A broken neutral at the neighbor's house can back feed through the water lines, and high voltage; low current will not trip the breaker or fuse, yet it can kill.

On the surface I agree, with older structures that still have all metal or mostly metal water pipe and definitely in commercial especially of non-combustible construction. Here the requirement become unnecessary with tankless install as it has all internal copper piping to the connectors.

I used to go along with the argument of where likely to be energized but even though electrical devices on sprinkler pipes have EGC similar to the requirement for other pipes; the CMP was explicit that it shall be bonded to the service grounding electrode system regardless.

Bonding the hot enough but what do you require with alterations and repairs; make them use copper or install bonding jumpers? Commercial seems easier to enforce because of the discipline and used of metal present.

"You will not get a definite required or not consensus. At what point is the water piping system not considered to be metal and thus not required to be bonded? The answer to this question is not as clear as the one for the grounding electrode. An assessment must be made regarding the amount of metal in the system and whether this metal pipe and any metal support for the metal piping may become energized. It is also important to determine if a difference of potential could exist between the metal piping in the water system and an electrical circuit located in proximity to the water pipe. 

Could the electrical system energize the metal piping in the predominantly nonmetallic water piping system?
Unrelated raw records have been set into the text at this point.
PR #1581, opened 2022-06-29
Improve wording of minor edit label

timoludwig:
### Short description

Improve wording of minor edit label

### Proposed changes

Before, the label always was "implications on other translations", but for translations that are not the default translation, this is not correct. For languages that are further down the language tree (either leaf nodes or somewhere between the default language and a leaf node), the minor edit field not only impacts the other translations, but the current translation as well.
This change of the wording reflects the actual implications of the minor edit field.

### DIFF
--- a/integreat_cms/cms/templatetags/content_filters.py
+++ b/integreat_cms/cms/templatetags/content_filters.py
@@ -84,6 +84,28 @@ def get_language(language_slug):
 
 
 @register.simple_tag
+def minor_edit_label(region, language):
+    """
+    This tag returns the label of the minor edit field of the given form
+
+    :param region: current region
+    :type region: ~integreat_cms.cms.models.regions.region.Region
+
+    :param language: The current language
+    :type language: ~integreat_cms.cms.models.languages.language.Language
+
+    :return: The minor edit label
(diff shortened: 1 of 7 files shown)


integreat_cms/cms/templatetags/content_filters.py
```diff
@@ -83,6 +83,28 @@ def get_language(language_slug):
...
+
+    :return: The minor edit label
+    :rtype: str
+    """
+    language_node = region.language_node_by_slug[language.slug]
+    if language_node.is_leaf():
+        return _("Implications on the translation status")
+    if language_node.is_root():
+        return _("Implications on other translations")
+    return _("Implications on the status of this and other translations")
```
ulliholtgrave, line 105: Is this case really necessary. Do we have some stand-alone language nodes?

timoludwig: Not in the production database, but our whole model is built on the assumption that we might have language tree nodes that are neither root nodes nor leaf nodes.

ulliholtgrave (approved):
Thanks, looks good :+1:

PR #1582, opened 2022-06-30
Add testing documentation

timoludwig:
### Short description

Add basic information about testing to our documentation

### Proposed changes

- Add basic info about pytest
- Add hint how to change API url in web app


sphinx/testing.rst
```diff
@@ -0,0 +1,30 @@
...
+
+After each run, the test coverage is uploaded to `CodeClimate <https://codeclimate.com/github/digitalfabrik/integreat-cms>`__ (see :ref:`circleci-upload-test-coverage`).
+
+
+Test API with WebApp
+====================
+
+To test the API in the web app with a different CMS server, open the JavaScript console of the web app and execute::
+
+    window.localStorage.setItem('api-url', 'your test api url')
```
ulliholtgrave, line 30: Could you add a example for the usage? E.g.

`window.localStorage.setItem('api-url',` 'http://localhost:8000')`

timoludwig: That's probably a bad example since localhost is not allowed by the CSP policy, but yes, I can add an example.

ulliholtgrave (approved):
Thanks :+1:

Issue #1464, opened 2022-05-21
Minor edit with only one public version breaks translation status


osmers:
### Describe the Bug

When I publish a translation (from draft to published) with the tick set at small edit, the status is not updated
### Steps to Reproduce

1. Go to a page with translation (in draft status)
2. Click on any translation 
3. Change something
4. Put the tick at small edit
5. Press update/publish

### Expected Behavior

The current version, as indicated in the timeline, should be the one which is published. If the status was draft, the status should change to published after clicking publish. 

### Actual Behavior

In the case of a draft page, the status is not changed.

osmers:
I can try and make a video to show the behaviour
Possible solution in the case of updating a draft page - automatically disable/ignore the small edit check box once published is pressed as generally the intention upon pressing publish should be that the page is published.
In the case of an already published page, the check box should not affect the delivered version.

MizukiTemma:
I have tried to reproduce the bug in the following steps:
1. create a new page and publish it (one public version, version 1).
2. make some changes and save it as draft (translation in draft status, version2).
3. make some changes and publish it as minor edit (version3).

All those are done in the german version.

The translation version3 is marked as published and also as the version shown in the app.
Though "translation missing" is shown.

Is this "translation missing" the problem?

The status change between draft and published seems to be working.

timoludwig:
> The translation version3 is marked as published and also as the version shown in the app. Though "translation missing" is shown.
> 
> Is this "translation missing" the problem?

Yes, I think this is essentially the same problem as in the initial issue description.
Another way to reproduce the bug is to create a page as public, then without making changes click on "minor edit" and "update" - then, it's still only one version, which is both public and minor, which seems to break the status.

MizukiTemma:
Ah, ok. Thank you. Now I got it :)

svenseeberg:
@osmers we need to revisit this. Initially you stated:

> When I publish a translation (from draft to published) with the tick set at small edit, the status is not updated

However, this is exactly what the "minor edit" function is about. If you want to update the translation status, the "minor edit" should not be checked.

Maybe we need to rename "minor edit" to "ignore in translation status" ?

timoludwig:
> Whether a page is a draft or published should have no influence on the state of a translation.

That's not entirely correct, since we defined draft versions as "missing" translation because they are not shown in the apps.
[...]

PR #1588, opened 2022-07-05
Fix translation status of minor edit

MizukiTemma:
### Short description

This PR fixes the translation status of a minor publishing.

### Proposed changes

- <s>takes not only public major versions but also public minor version into consideration when checking the translation status.</s>
- When there is no major public version, check if there is a minor public version. If exists, change the translation status to up-to -date.
- No behavior change when there is at least one major public version.

### Resolved issues

Fixes: #1464

### DIFF
--- a/CHANGELOG.md
+++ b/CHANGELOG.md
@@ -6,6 +6,7 @@ UNRELEASED
 * [ [#1512](https://github.com/digitalfabrik/integreat-cms/issues/1512) ] Deliver location names in the api in the default language only
 * [ [#1581](https://github.com/digitalfabrik/integreat-cms/issues/1581) ] Improve wording of minor edit label
 * [ [#1580](https://github.com/digitalfabrik/integreat-cms/issues/1580) ] Improve user list
+* [ [#1504](https://github.com/digitalfabrik/integreat-cms/issues/1504) ] Keep filters on pagination
 
 
 2022.6.3
--- a/integreat_cms/cms/forms/custom_filter_form.py
+++ b/integreat_cms/cms/forms/custom_filter_form.py
@@ -1,0 +1,46 @@
+from django import forms
+
+
+class CustomFilterForm(forms.Form):
+    """
+    Base class for filter forms
+    """
+
+    def __init__(self, **kwargs):
+        r"""
+        Initialize the custom filter form
+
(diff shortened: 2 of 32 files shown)


MizukiTemma:
Thank you for the comment.

I modified the changes as shown in the table below and the minor public version will be checked only when there is no public version.

casetable

timoludwig (commented):
Thanks a lot for your effort! :muscle: 

> I modified the changes as shown in the table below and the minor public version will be checked only when there is no major public version.

In general, this sounds reasonable. I just have concerns about the following edge case:

1. Start with the default test data (German is source language, English depends on it), status of page "Willkommen" is up to date for all languages
2. Mark the English translation as draft -> now the translation state is "missing"
3. Perform major changes in German and publish -> now the other translations are outdated, English is still "draft"/"missing" but the content is outdated
4. Perform a minor change in English (e.g. change a phone number) and publish -> the translation state is now "up to date" even if the content is still outdated (and should still be recognized as outdated since the last change was only minor)

Since the current bug is also just an edge case, I think we should not create other broken edge cases when fixing this.

Unfortunately, the topic is very complex, so I'm not 100% sure what the best solution would be here. Maybe we could also leave the translation status calculation as it is (with just ignoring minor versions for the translation state like it was originally intended) and just prevent the minor/public combinations that don't make sense.
For example, we could also add validation to the page translation form which makes impossible to mark the first version of a translation as minor (assuming that the initial content always is "relevant" for other languages as well) and we could e.g. mark all past version as public when publishing a page (similar to what we do when saving a page as draft) to make sure that the previous version of a minor edit is always public when the minor edit is published...
@svenseeberg what are your thoughts on this?

svenseeberg:
> For example, we could also add validation to the page translation form which makes impossible to mark the first version of a translation as minor (assuming that the initial content always is "relevant" for other languages as well) and we could e.g. mark all past version as public when publishing a page (similar to what we do when saving a page as draft) to make sure that the previous version of a minor edit is always public when the minor edit is published...

Yes, you're totally right. The first version should never allow the minor edit flag. That just makes no sense.

Regarding changing the status of past versions, I'm not 100% sure. I think we would have to change the button caption in the history to "Publish this version" or similar to ensure that nobody expects that returning to an old version would bring back a draft status?

PR #76, opened 2015-05-05
Fix CI Build

JackMc:
Fix the CI build by re-using a container if we can in the run_container method. This adds a lookup (equivalent to "docker ps") into the run_container method.


wardi:
alternate fix in 19b8c54

PR #80, opened 2015-05-07
background task support for shell and paster commands

deniszgonjanin:


wardi:
nice!

wardi:
Can you enable circleci on your fork so that your PRs get tested?

deniszgonjanin:
Ooh, fancy. I will look into that

PR #82, opened 2015-05-09
Allow multiple "child environments" under a single environment

JackMc:
This PR adds the ability to create multple child environments under an environment you create, sharing the same source and venv but not the same database/web/files.

The changes to the datadir here include each child environment having its own subdirectory for its containers and the passwords.ini containing a secret key for each child env.

Note that this had not been tested very heavily on Linux (this would be appreciated, including any feedback. I intend to do it on Monday). 

Also note that automatic migration of existing projects/datadirs to the new format isn't entirely working on Mac because I don't know how to move a data-only container. Any tips?

TOFIX
- [x] Fix option parameter to look like the rest of the parameters i.e. `-c NAME` instead of `--child=<name>` in the docstring
- [x] Make migration work on Mac (move data-only containers)
- [ ] Test more thoroughly on Linux (this seems to be why at least 'purge' is failing in CircleCI in certain cases)


wardi:
https://docker-py.readthedocs.org/en/latest/api/#rename looks like the thing we need for moving data-only containers

datacats/cli/create.py
```diff
@@ -20,7 +20,7 @@ def create(opts):
     """Create a new environment
 
 Usage:
-  datacats create [-bin] [--ckan=CKAN_VERSION] ENVIRONMENT_DIR [PORT]
+  datacats create [-bin] [-c NAME] [--ckan=CKAN_VERSION] ENVIRONMENT_DIR [PORT]
```
wardi: I'm torn on this.

Should we allow the user to choose a child name on create or just force them to create "primary" and use init to add children. Can you think of a reason to create a new environment and custom child name at the same time?

JackMc:
Thanks, Ian! Looks like the purge failure on Linux was being caused by the fact that postgres was still being stored in the main datadir on Linux because I forgot to move the folder.

Also, is there some way we can test boot2docker in the CircleCI?

datacats/cli/manage.py
```diff
@@ -171,14 +178,15 @@ def open_(environment, opts):
...
+  datacats open [-r] [-c NAME] [ENVIRONMENT]
 
 Options:
   -r --remote        Open DataCats.com cloud instance address
+  -c --child=NAME  Choose a child environment to open [default: primary]
 
 ENVIRONMENT may be an environment name or a path to an environment directory.
 Default: '.'
-"""
+t"""
```
wardi: typo?

datacats/cli/create.py
JackMc: Well, in the use case where you want unique names for each of your sub-environments. That was the use case I was thinking of, but I can see the merit of doing it in "init" also.

datacats/cli/manage.py
JackMc: Yes. Thanks, I'll fix that! :)

datacats/cli/create.py
wardi: Yeah, my concern is a new user will see the docs and be confused about what the child name thing is. I can appreciate the uniformity of having the option on all commands where it makes sense though. As I said, I'm torn :-)

datacats/environment.py
```diff
@@ -1,10 +1,10 @@
-# Copyright 2014-2015 Boxkite Inc.
+
```
wardi: typo

JackMc: Fixed

datacats/environment.py
```diff
@@ -57,31 +57,56 @@ def __init__(self, name, target, datadir, ckan_version=None, port=None,
...
+        self.children = None
 
-    def save(self):
+    def _load_children(self):
         """
-        Save environment settings into environment directory
+        Loads child names for this env from the .datacats-environment file.
+        This sets the property 'children' of the Environment.
+        This method is safe to call as long as a valid .datacats-environment
+        exists (it doesn't need a 'datacats/children' directive).
```
wardi: Let's move the children in `datadir + '/children'` and then get this list from a listdir() call instead. The .datacats-environment file's children won't make sense if this file is shared to another user or machine.

I fully admit there are other settings in .datacats-environment that also might not make sense when shared, but let's not make things worse. :-)

JackMc: I agree

JackMc: Should ports be kept in the .datacats-environment file still, or should we make them generated on calls to 'start' (for example)

datacats/environment.py
```diff
@@ -130,20 +178,106 @@ def new(cls, path, ckan_version, port=None):
...
-    def load(cls, environment_name=None, data_only=False):
+    def _needs_format_conversion(cls, datadir):
+        """
+        Returns True if `datadir` requires conversion to the new format (child envs).
+        """
+        return isdir(datadir) and isdir(join(datadir, 'run')) and exists(join(datadir, 'passwords.ini')) and exists(
+                join(datadir, 'search')) and exists(join(datadir, 'solr')) and exists(join(datadir, 'project-dir'))
+
+    @classmethod
+    def _convert_environment(cls, datadir):
```
wardi: Please start a new migrations.py module for this code. A classmethod that never uses `cls` screams "this should be a normal function"! :-)

JackMc: Sounds good!

datacats/environment.py
```diff
@@ -130,20 +178,106 @@ def new(cls, path, ckan_version, port=None):
...
+        new_child_name = 'primary'
+        inp = None
+
+        while inp != 'y' and inp != 'n':
+            inp = raw_input('You are using a file in the old DataCats format. Would you like to convert it (y/n) [n]: ')
```
wardi: How about a `datacats migrate` command instead. We can have the other commands fail on load() with an error saying "this environment is out of date, please run "datacats migrate" to upgrade it to the latest version."

datacats/environment.py
wardi: It's nice to remember the port the user requested so that we don't move around each time. Refreshing a web browser is much nicer on a "datacats reload". I think we should move them to a setting in the datadir.

wardi:
boot2docker won't run in circleci, but it might run in travis or another CI that gives us root.

JackMc:
I'll look into it

datacats/environment.py
JackMc: I mean shouldn't the port be the same given the same environment name and child name though? It's deterministic IIRC

JackMc:
To make future conversions easier, do you reckon we should version our datadir formats? Currently I just check for a whole bunch of directories.

datacats/environment.py
wardi: The first port chosen is deterministic, but the user is allowed to specify a port they like instead on create and start. Also, if the port is already in use datacats will keep trying new ports until it finds a free one (I'm not sure if the one it lands on is saved, but it probably should be)

wardi:
versioning datadirs is a great idea. We should also have an exclusive lock that we take when performing migrations: take the lock, ensure all containers are stopped, and load() should fail while the lock is present.

datacats/environment.py
JackMc: Instead of storing it we could always determine it from the web container on-reload

JackMc:
CircleCI passes! ^_^

wardi:
moving the project might have broken the circleci status thing for me, I see no status on this PR any more. My google-fu is failing and I don't see anything in the circleci settings :-(

JackMc:
It borked the indicator in the README, but I merged something this morning to fix it (changed boxkite->datacats). I dunno what else needs to be done.

JackMc:
Merged the latest in - may be a little unstable

wardi:
@JackMc Great! Has the rest settled down? should I push out a release and start the new master by merging this one?

JackMc:
Depends if you want the --address thing and the lessc commands in the new release - they need some polish

JackMc:
If you're okay with waiting for the next release for those features, then I'd say that's a good idea!

JackMc:
I've played with this for a little bit and CircleCI'd it and it seems to work with all the new features and not break existing child functionality

JackMc:
More master merges

wardi:
- remove the backup created during migration (we're just moving directories)
- report on the version that we migrated to "migrated to data format 2"
- add a migrate option to downgrade "--format 1" or similar (copy the primary dirs back to where they were) so someone can revert to an earlier datacats for testing or other purposed
- add downgrading and upgrading to the circleci tests, with a check in between that the old directories exist where they used to

wardi:
- please reword 'If you interrupted a migration, your best course of action would be to do  "datacats purge"' to suggest manual recovery (remove the lock file?) or use purge as a last resort removing all data and files

wardi:
I get a failure on datacats init:
```python-traceback
datacats init -c two
Creating environment registry23/two from existing environment directory "registry23"
  File "/home/ian/boxkite/venv/bin/datacats", line 9, in <module>
  File "/home/ian/boxkite/git/datacats/datacats/cli/main.py", line 80, in main
    return command_fn(opts)
  File "/home/ian/boxkite/git/datacats/datacats/cli/create.py", line 148, in init
    fn()
  File "/home/ian/boxkite/git/datacats/datacats/cli/create.py", line 137, in <lambda>
    lambda: environment.create_directories(create_project_dir=False)] + ([
  File "/home/ian/boxkite/git/datacats/datacats/environment.py", line 382, in create_directories
    makedirs(self.datadir + '/venv')
  File "/home/ian/boxkite/venv/lib/python2.7/os.py", line 157, in makedirs
    mkdir(name, mode)
OSError: [Errno 17] File exists: '/home/ian/.datacats/registry23/venv'

```

JackMc:
@dborzov @wardi Please CR :)

wardi:
I haven't reviewed this yet but since we're talking about names on another PR, these should probably be "sites" (à la "multi-site") not "children"

JackMc:
Do you mean all over or just in a specific bit?

wardi:
No change yet. Let's talk names tomorrow

JackMc:
Okie dokie

dborzov:
Obviously we are calling them dataKittens

JackMc:
- [ ] More thorough CircleCI tests.

JackMc:
- [ ] Rename "children" to "sites"

JackMc:
This is ready for CR/testing (again) @wardi @dborzov

wardi:
broke it with `datacats migrate -r 0` :smile:

wardi:
`datacats init -s test` causes install to be run even if another site already exists, which is a little wasteful

`datacats info` should split up its information by site, e.g.
```
Environment name: registry23
    Default port: 5888
 Environment dir: /home/ian/environments/registry23
        Data dir: /home/ian/.datacats/registry23

            Site: primary
      Containers: web postgres solr
    Available at: http://127.0.0.1:5888/

            Site: test
      Containers: web postgres solr
    Available at: http://127.0.0.1:5492/
```

wardi:
`datacats deploy` doesn't need a `--site` option. It deploys from the source directory.

`datacats logs` is failing with a KeyError: '--solr-logs' (Need to add a test to circle CI)

`datacats open` is using `-c` for the short `--site` option and doesn't allow selecting a non-default site

`datacats paster` and `datacats shell` do not work with `-s`

`datacats purge -s primary` when there are other sites followed by `datacats info` on linux shows ` Data dir: /home/ian/.datacats/registry23 (damaged)`

JackMc:
Thanks for testing all this :smile:

JackMc:
The issue with ``datacats shell`` and ``datacats paster`` seems to be a deeper problem with the way we parse command line arguments related to those commands. They do not account for the fact that a command could be separated by a space from its argument and thus insert the -- something like this:

``['shell', 'testenv', '-s', '--', 'devel']``

When they should be something like this:
``['shell', 'testenv', '-s', 'devel', '--']``

There seems to be no way for us to actually tell the difference between an argument to a - option and a positional argument save actually parsing the docstring. This means our method of inserting a -- may now not be sufficient.

Suggestions?

JackMc:
The only option I can think of that works without more docopt hacks is making it so that users must specify their shell parameters in a single positional argument (i.e. they must quote their commands if they're more than one word).

The other option is to take a sh-like approach to it and have a "-c" option on the shell command. I think this is more explicit and consistent with the way people expect things like this to work. Also we can remove the hacky stuffs :stuck_out_tongue:

JackMc:
That's everything on the lists you gave me @wardi, thanks for the input :smile: If you find anything else, let me know!

wardi:
purge seems to be leaving behind a venv directory

PR #84, opened 2015-05-10
A Couple Style Fixes

JackMc:
This makes the code compatible with pep8, assuming we're conforming to that standard.

Please feel free to close if this is not necessary, there are a couple tabbing fixes in there which Ian told me to fix.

If the answer is no, or unlikely, then the metal piping would not be required to be bonded. If the answer is yes, then the metal water piping must be bonded in accordance with 250.104(A). "

Bonging Water Piping

Ice why do you keep bringing this topic up for discussion? http://www.inspectpa.com/forum/showthread.php?563-explain-it-PLEASE-would-be-nice-to-hear-now-and-then



http://www4.iccsafe.org/cgi-bin/ultimatebb.cgi?ubb=get_topic;f=11;t=001764

Francis


----------



## ICE (Aug 26, 2012)

BSSTG said:
			
		

> Greetings,Metal piping system, bonding between hot and cold required. Preferably at the water heater. It has been required for years.  Some like to bond the gas pipe at this point as well. I like it since I can see it.


I agree and have been getting the gas pipe bond at the water heater ever since a coworker suggested it two years ago.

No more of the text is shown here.